Exercise requirements >> The answer must consist of the entries, copied exactly and in full.

Extracted material >>
PR #15848, opened 2026-07-22
fix(forge): include linked library deployments in state diffs

### LINKED ISSUE #6636: Include deployed libraries in `vm.stopAndReturnStateDiff()` results
### Component

Forge

Currently, if you deploy a contract that requires an externally linked library while recording with `vm.startStateDiffRecording()`, the results returned will not include an `AccountAccess` struct for deploying the library. Can we include library deployments in the state diff results?

### Additional context

_No response_

stevencartavia:
Records Forge’s automatic linked-library deployments in the first state-diff recording session for each test. This ensures `startStateDiffRecording` reports the actual library `CREATE` access while preserving test isolation and normal recording reset behavior. Fixes #6636.

### DIFF
--- a/crates/forge/src/runner.rs
+++ b/crates/forge/src/runner.rs
@@ -60,6 +60,7 @@ use foundry_evm::{
         },
         strategies::EvmFuzzState,
     },
+    inspectors::cheatcodes::Vm::AccountAccess,
     revm::{bytecode::opcode, primitives::hardfork::SpecId},
     traces::{TraceKind, TraceRequirements, load_contracts},
 };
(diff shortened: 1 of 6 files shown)


crates/forge/src/runner.rs
```diff
@@ -733,17 +734,33 @@ impl<'a, FEN: FoundryEvmNetwork> ContractRunner<'a, FEN> {
         self.executor.set_balance(LIBRARY_DEPLOYER, U256::MAX)?;
 
         let mut result = TestSetup::default();
+        let mut pending_account_diffs = Vec::new();
         for code in &self.mcr.libs_to_deploy {
+            let recording_library_deployment = !self.contract.library_addresses.is_empty()
```
mablr, line 739: Non-blocking: Could we only enable state-diff recording when the library about to be deployed belongs to this contract? `libs_to_deploy` contains all automatically deployed libraries in the project, so once this contract references any library, this currently runs the opcode-level state-diff hooks for every library deployment and discards unrelated results afterward. In projects with many libraries, that extra setup work repeats for each linked suite. We can derive the expected address from `LIBRARY_DEPLOYER` and the deployment nonce/index, check it against `self.contract.library_addresses` before starting the recording, and retain the post-deployment address check as a safeguard.

mattsse (approved):
lgtm

mablr (approved):
g2g, https://github.com/foundry-rs/foundry/pull/15848#discussion_r3628386361 can be done as follow-up.

figtracer (approved):

crates/forge/src/runner.rs
stevencartavia: https://github.com/foundry-rs/foundry/pull/15851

Response area >>
PR #15848, opened 2026-07-22
fix(forge): include linked library deployments in state diffs

### LINKED ISSUE #6636: Include deployed libraries in `vm.stopAndReturnStateDiff()` results
### Component

Forge

Currently, if you deploy a contract that requires an externally linked library while recording with `vm.startStateDiffRecording()`, the results returned will not include an `AccountAccess` struct for deploying the library. Can we include library deployments in the state diff results?

### Additional context

_No response_

stevencartavia:
Records Forge’s automatic linked-library deployments in the first state-diff recording session for each test. This ensures `startStateDiffRecording` reports the actual library `CREATE` access while preserving test isolation and normal recording reset behavior. Fixes #6636.

### DIFF
--- a/crates/forge/src/runner.rs
+++ b/crates/forge/src/runner.rs
@@ -60,6 +60,7 @@ use foundry_evm::{
         },
         strategies::EvmFuzzState,
     },
+    inspectors::cheatcodes::Vm::AccountAccess,
     revm::{bytecode::opcode, primitives::hardfork::SpecId},
     traces::{TraceKind, TraceRequirements, load_contracts},
 };
(diff shortened: 1 of 6 files shown)


crates/forge/src/runner.rs
```diff
@@ -733,17 +734,33 @@ impl<'a, FEN: FoundryEvmNetwork> ContractRunner<'a, FEN> {
         self.executor.set_balance(LIBRARY_DEPLOYER, U256::MAX)?;
 
         let mut result = TestSetup::default();
+        let mut pending_account_diffs = Vec::new();
         for code in &self.mcr.libs_to_deploy {
+            let recording_library_deployment = !self.contract.library_addresses.is_empty()
```
mablr, line 739: Non-blocking: Could we only enable state-diff recording when the library about to be deployed belongs to this contract? `libs_to_deploy` contains all automatically deployed libraries in the project, so once this contract references any library, this currently runs the opcode-level state-diff hooks for every library deployment and discards unrelated results afterward. In projects with many libraries, that extra setup work repeats for each linked suite. We can derive the expected address from `LIBRARY_DEPLOYER` and the deployment nonce/index, check it against `self.contract.library_addresses` before starting the recording, and retain the post-deployment address check as a safeguard.

mattsse (approved):
lgtm

mablr (approved):
g2g, https://github.com/foundry-rs/foundry/pull/15848#discussion_r3628386361 can be done as follow-up.

figtracer (approved):

crates/forge/src/runner.rs
stevencartavia: https://github.com/foundry-rs/foundry/pull/15851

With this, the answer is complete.